Provided data Start Marker

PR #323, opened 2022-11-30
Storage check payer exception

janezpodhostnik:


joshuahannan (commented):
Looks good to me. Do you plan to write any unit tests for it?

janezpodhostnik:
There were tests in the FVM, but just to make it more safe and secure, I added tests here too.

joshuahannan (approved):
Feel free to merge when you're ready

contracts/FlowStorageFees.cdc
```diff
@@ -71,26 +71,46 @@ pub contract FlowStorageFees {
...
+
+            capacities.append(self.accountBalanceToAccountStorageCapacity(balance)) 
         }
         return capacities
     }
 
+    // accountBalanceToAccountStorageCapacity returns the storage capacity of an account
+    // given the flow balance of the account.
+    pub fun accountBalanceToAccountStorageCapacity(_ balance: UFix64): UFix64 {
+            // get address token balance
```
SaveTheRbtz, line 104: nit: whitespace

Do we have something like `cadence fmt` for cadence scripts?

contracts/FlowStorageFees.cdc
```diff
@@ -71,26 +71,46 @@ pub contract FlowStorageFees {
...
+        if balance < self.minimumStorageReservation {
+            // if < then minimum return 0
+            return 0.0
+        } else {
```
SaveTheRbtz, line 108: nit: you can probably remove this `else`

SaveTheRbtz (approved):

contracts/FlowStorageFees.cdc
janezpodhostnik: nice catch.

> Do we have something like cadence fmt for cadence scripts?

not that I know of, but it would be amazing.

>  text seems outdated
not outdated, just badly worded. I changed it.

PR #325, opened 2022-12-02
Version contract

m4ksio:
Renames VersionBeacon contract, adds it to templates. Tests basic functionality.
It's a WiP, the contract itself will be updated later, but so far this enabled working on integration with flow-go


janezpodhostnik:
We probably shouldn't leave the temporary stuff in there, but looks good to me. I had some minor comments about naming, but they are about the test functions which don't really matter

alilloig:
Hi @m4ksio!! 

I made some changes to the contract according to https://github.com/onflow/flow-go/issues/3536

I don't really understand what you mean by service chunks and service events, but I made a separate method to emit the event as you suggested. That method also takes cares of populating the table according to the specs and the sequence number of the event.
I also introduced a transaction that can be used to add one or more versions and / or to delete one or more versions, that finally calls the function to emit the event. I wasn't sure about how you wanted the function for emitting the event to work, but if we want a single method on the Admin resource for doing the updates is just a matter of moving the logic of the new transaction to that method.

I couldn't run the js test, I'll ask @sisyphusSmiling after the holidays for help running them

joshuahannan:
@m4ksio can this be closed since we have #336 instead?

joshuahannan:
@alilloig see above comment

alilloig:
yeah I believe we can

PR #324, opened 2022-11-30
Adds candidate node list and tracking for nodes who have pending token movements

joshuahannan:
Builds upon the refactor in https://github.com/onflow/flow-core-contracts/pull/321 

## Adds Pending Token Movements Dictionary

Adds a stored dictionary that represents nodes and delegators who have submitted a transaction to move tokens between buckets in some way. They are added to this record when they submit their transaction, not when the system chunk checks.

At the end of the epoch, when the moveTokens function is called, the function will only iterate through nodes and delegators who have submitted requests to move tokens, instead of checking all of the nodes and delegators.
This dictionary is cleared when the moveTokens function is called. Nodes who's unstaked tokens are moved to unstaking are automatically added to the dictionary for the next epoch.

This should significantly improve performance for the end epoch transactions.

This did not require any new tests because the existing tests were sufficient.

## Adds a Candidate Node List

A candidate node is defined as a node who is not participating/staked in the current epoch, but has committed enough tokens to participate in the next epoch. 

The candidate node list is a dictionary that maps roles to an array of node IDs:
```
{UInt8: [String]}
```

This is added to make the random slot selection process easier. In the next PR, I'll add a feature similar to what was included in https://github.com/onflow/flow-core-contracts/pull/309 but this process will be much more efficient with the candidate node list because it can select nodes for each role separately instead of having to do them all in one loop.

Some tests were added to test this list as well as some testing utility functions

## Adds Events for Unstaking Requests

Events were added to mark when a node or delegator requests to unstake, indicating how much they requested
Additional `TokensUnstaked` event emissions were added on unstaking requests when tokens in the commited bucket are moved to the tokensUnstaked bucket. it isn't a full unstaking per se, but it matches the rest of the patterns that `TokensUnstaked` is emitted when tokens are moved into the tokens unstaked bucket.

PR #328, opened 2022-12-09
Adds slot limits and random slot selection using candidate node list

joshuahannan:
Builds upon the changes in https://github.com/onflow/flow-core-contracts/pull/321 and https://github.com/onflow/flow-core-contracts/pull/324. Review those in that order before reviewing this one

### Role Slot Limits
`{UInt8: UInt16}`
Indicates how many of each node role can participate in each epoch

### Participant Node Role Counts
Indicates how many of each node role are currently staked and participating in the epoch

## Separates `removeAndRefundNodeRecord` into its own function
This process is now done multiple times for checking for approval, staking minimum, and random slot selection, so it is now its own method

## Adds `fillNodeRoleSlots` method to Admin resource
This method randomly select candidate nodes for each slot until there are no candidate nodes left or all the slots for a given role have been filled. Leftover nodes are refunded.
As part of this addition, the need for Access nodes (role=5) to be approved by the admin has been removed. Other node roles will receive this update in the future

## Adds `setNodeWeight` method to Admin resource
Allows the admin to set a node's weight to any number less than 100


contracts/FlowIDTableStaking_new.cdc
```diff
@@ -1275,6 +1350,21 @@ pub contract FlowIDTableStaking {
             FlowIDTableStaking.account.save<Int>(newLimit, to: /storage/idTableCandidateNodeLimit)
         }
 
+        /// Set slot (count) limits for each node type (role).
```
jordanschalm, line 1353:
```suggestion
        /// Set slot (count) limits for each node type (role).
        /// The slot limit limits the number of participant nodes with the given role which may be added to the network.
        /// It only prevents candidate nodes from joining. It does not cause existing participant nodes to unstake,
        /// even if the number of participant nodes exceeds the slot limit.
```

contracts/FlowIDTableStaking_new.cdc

Provided data End Marker

- Task directions -
Repeat the listing above exactly, every line of it.

- Exercise answer -
PR #323, opened 2022-11-30
Storage check payer exception

janezpodhostnik:


joshuahannan (commented):
Looks good to me. Do you plan to write any unit tests for it?

janezpodhostnik:
There were tests in the FVM, but just to make it more safe and secure, I added tests here too.

joshuahannan (approved):
Feel free to merge when you're ready

contracts/FlowStorageFees.cdc
```diff
@@ -71,26 +71,46 @@ pub contract FlowStorageFees {
...
+
+            capacities.append(self.accountBalanceToAccountStorageCapacity(balance)) 
         }
         return capacities
     }
 
+    // accountBalanceToAccountStorageCapacity returns the storage capacity of an account
+    // given the flow balance of the account.
+    pub fun accountBalanceToAccountStorageCapacity(_ balance: UFix64): UFix64 {
+            // get address token balance
```
SaveTheRbtz, line 104: nit: whitespace

Do we have something like `cadence fmt` for cadence scripts?

contracts/FlowStorageFees.cdc
```diff
@@ -71,26 +71,46 @@ pub contract FlowStorageFees {
...
+        if balance < self.minimumStorageReservation {
+            // if < then minimum return 0
+            return 0.0
+        } else {
```
SaveTheRbtz, line 108: nit: you can probably remove this `else`

SaveTheRbtz (approved):

contracts/FlowStorageFees.cdc
janezpodhostnik: nice catch.

> Do we have something like cadence fmt for cadence scripts?

not that I know of, but it would be amazing.

>  text seems outdated
not outdated, just badly worded. I changed it.

PR #325, opened 2022-12-02
Version contract

m4ksio:
Renames VersionBeacon contract, adds it to templates. Tests basic functionality.
It's a WiP, the contract itself will be updated later, but so far this enabled working on integration with flow-go


janezpodhostnik:
We probably shouldn't leave the temporary stuff in there, but looks good to me. I had some minor comments about naming, but they are about the test functions which don't really matter

alilloig:
Hi @m4ksio!! 

I made some changes to the contract according to https://github.com/onflow/flow-go/issues/3536

I don't really understand what you mean by service chunks and service events, but I made a separate method to emit the event as you suggested. That method also takes cares of populating the table according to the specs and the sequence number of the event.
I also introduced a transaction that can be used to add one or more versions and / or to delete one or more versions, that finally calls the function to emit the event. I wasn't sure about how you wanted the function for emitting the event to work, but if we want a single method on the Admin resource for doing the updates is just a matter of moving the logic of the new transaction to that method.

I couldn't run the js test, I'll ask @sisyphusSmiling after the holidays for help running them

joshuahannan:
@m4ksio can this be closed since we have #336 instead?

joshuahannan:
@alilloig see above comment

alilloig:
yeah I believe we can

PR #324, opened 2022-11-30
Adds candidate node list and tracking for nodes who have pending token movements

joshuahannan:
Builds upon the refactor in https://github.com/onflow/flow-core-contracts/pull/321 

## Adds Pending Token Movements Dictionary

Adds a stored dictionary that represents nodes and delegators who have submitted a transaction to move tokens between buckets in some way. They are added to this record when they submit their transaction, not when the system chunk checks.

At the end of the epoch, when the moveTokens function is called, the function will only iterate through nodes and delegators who have submitted requests to move tokens, instead of checking all of the nodes and delegators.
This dictionary is cleared when the moveTokens function is called. Nodes who's unstaked tokens are moved to unstaking are automatically added to the dictionary for the next epoch.

This should significantly improve performance for the end epoch transactions.

This did not require any new tests because the existing tests were sufficient.

## Adds a Candidate Node List

A candidate node is defined as a node who is not participating/staked in the current epoch, but has committed enough tokens to participate in the next epoch. 

The candidate node list is a dictionary that maps roles to an array of node IDs:
```
{UInt8: [String]}
```

This is added to make the random slot selection process easier. In the next PR, I'll add a feature similar to what was included in https://github.com/onflow/flow-core-contracts/pull/309 but this process will be much more efficient with the candidate node list because it can select nodes for each role separately instead of having to do them all in one loop.

Some tests were added to test this list as well as some testing utility functions

## Adds Events for Unstaking Requests

Events were added to mark when a node or delegator requests to unstake, indicating how much they requested
Additional `TokensUnstaked` event emissions were added on unstaking requests when tokens in the commited bucket are moved to the tokensUnstaked bucket. it isn't a full unstaking per se, but it matches the rest of the patterns that `TokensUnstaked` is emitted when tokens are moved into the tokens unstaked bucket.

PR #328, opened 2022-12-09
Adds slot limits and random slot selection using candidate node list

joshuahannan:
Builds upon the changes in https://github.com/onflow/flow-core-contracts/pull/321 and https://github.com/onflow/flow-core-contracts/pull/324. Review those in that order before reviewing this one

### Role Slot Limits
`{UInt8: UInt16}`
Indicates how many of each node role can participate in each epoch

### Participant Node Role Counts
Indicates how many of each node role are currently staked and participating in the epoch

## Separates `removeAndRefundNodeRecord` into its own function
This process is now done multiple times for checking for approval, staking minimum, and random slot selection, so it is now its own method

## Adds `fillNodeRoleSlots` method to Admin resource
This method randomly select candidate nodes for each slot until there are no candidate nodes left or all the slots for a given role have been filled. Leftover nodes are refunded.
As part of this addition, the need for Access nodes (role=5) to be approved by the admin has been removed. Other node roles will receive this update in the future

## Adds `setNodeWeight` method to Admin resource
Allows the admin to set a node's weight to any number less than 100


contracts/FlowIDTableStaking_new.cdc
```diff
@@ -1275,6 +1350,21 @@ pub contract FlowIDTableStaking {
             FlowIDTableStaking.account.save<Int>(newLimit, to: /storage/idTableCandidateNodeLimit)
         }
 
+        /// Set slot (count) limits for each node type (role).
```
jordanschalm, line 1353:
```suggestion
        /// Set slot (count) limits for each node type (role).
        /// The slot limit limits the number of participant nodes with the given role which may be added to the network.
        /// It only prevents candidate nodes from joining. It does not cause existing participant nodes to unstake,
        /// even if the number of participant nodes exceeds the slot limit.
```

contracts/FlowIDTableStaking_new.cdc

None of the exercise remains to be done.